> _What to work on_: Copy out, from the entries below, each line that holds the string "anything".

> _Dataset entries_:
+++

PR #333, opened 2026-07-11
feat: add score-part groups, measure-numbering multi-rest/system attrs, and swing to mx::api

### LINKED ISSUE #102: MeasureNumbering might be dead code
See if anything is actually implementing MeasureNumbering. If not, remove it.

The enum is in `ApiCommon.h`

```C++
        enum class MeasureNumbering
        {
            unspecified,
            none,
            measure,
            system
        };
```

It is used in `MeasureData` and `DefaultsData` but unclear if anything reads or writes it to/from MusicXML.

webern:
## Human Summary

#268 introduced a test file that had a few more unsupported goodies in it. I want to support the file in full so this PR/commit adds:
- score-part group
- measure-numbering attributes
- and sound swing support

## Summary

`data/rpatters1/timesigs_composite-ref.musicxml` (the untrimmed original of the fixture that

+++

> _Final answer_:
See if anything is actually implementing MeasureNumbering. If not, remove it.
It is used in `MeasureData` and `DefaultsData` but unclear if anything reads or writes it to/from MusicXML.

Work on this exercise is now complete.